Zor soru karşısında Edebiyat hocası bocalar, kekeler gibi konuşur.

Hamit Hun devam eder.

“Anladım cevabını siz de bilmiyorsunuz. Umarım ikinci sorumun cevabını verirsiniz.”

“Buyurun efendim”

“Divan şiirinde ‘ben’ sürekli bir tevazu maskesi altında gizlenir; oysa Fuzûlî’de ben ‘mahrumiyetin öznesi’, Nef‘î’de ‘öfkenin sesi’, Şeyh Gâlib’de ise ‘ayna metafiziğinin’ özüdür. Bu farklı benlik biçimleri, Osmanlı şiirinde hakikat arayışının şiirsel biçimle çatıştığını gösterir mi?”

Edebiyat hocası bu zor sorular karşısında bocalar.

Hamit Hun fırsatı kaçırmaz:

“Anlamadığım şey şu! Bakü’de hümanist Cebiş Müellim var, Iğdır’da Şovenist Müellim var.

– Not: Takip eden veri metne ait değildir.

PR #1151, opened 2019-11-01
refactor(rich-text-input): remove focusability from buttons

montezume:
#### Summary

Having "focusable" inputs "inside" of our `RichTextInput` is a nightmare and really hard to deal with. This solves a few bugs, including this one.

current


montezume:
If it was somehow possible to have two elements focused at the same time in HTML, then this would be a lot easier 😱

Sakın ola, siz de benim kızım gibi elinize çantanızı alıp koşarak eve gidip, çantanızı odanın bir köşesine fırlatırken, ‘Bu Kürt velilerin soru sormasına artık tahammül edemiyorum. Şovenistlik yapıp bana zor sorular soruyorlar’ demeyiniz.”

Demokrasi Nedir?

Bir gün eğitimli bir genç, Hamit Hun’a sorar:
“Amca, sana göre demokrasi nedir?”

Hamit Hun biraz düşünür, sonra şöyle cevap verir:
“Evlat, rüyalarım iki türlüdür. Normal ve huzurlu rüyalarımda kahraman hep ben olurum. İstediğimi yaparım, özgür olurum. Gerçek hayatta yapamadıklarımı rüyamda yapabilmek bana büyük mutluluk verir. Hatta uyandığımda ‘Keşke hiç uyanmasaydım, rüyam biraz daha sürseydi’ diye hüzünlenirim. Ama bazen rüya yerine kâbus görürüm. Kâbusta artık kahraman değilim. Sürekli korkan, başına yeni felaketler gelmesinden endişe eden biri olurum. Kâbus bitse de bu korkulardan kurtulsam diye sabırsızlanırım. Bazı kâbuslar o kadar korkunç olur ki uyandığım halde o kâbus geri gelecek diye yatağa gitmeye bile korkarım.”

Genç, dayanamayıp sorar:
“İyi de Hamit amca, bunun demokrasiyle ne ilgisi var?”

Hamit Hun, gülümser:
“Evlat, bir ülkenin başına bazen bir diktatör oturur. İşte o zaman o ülkede yaşayan insanlar kâbus görür gibi yaşarlar. Hep korku içindedirler, ‘Şu diktatör geberse de kurtulsak’ diye iç geçirirler. Ama bazen de insanlar, huzurlu ve mutlu rüyalarda olduğu gibi kendilerini özgür ve değerli hisseder, istediklerini söyleyip yapabileceklerini bilirler. İşte bir ülkede yaşayan bireylerin her istediklerini yapabileceklerine inandıkları yönetime demokrasi denir.”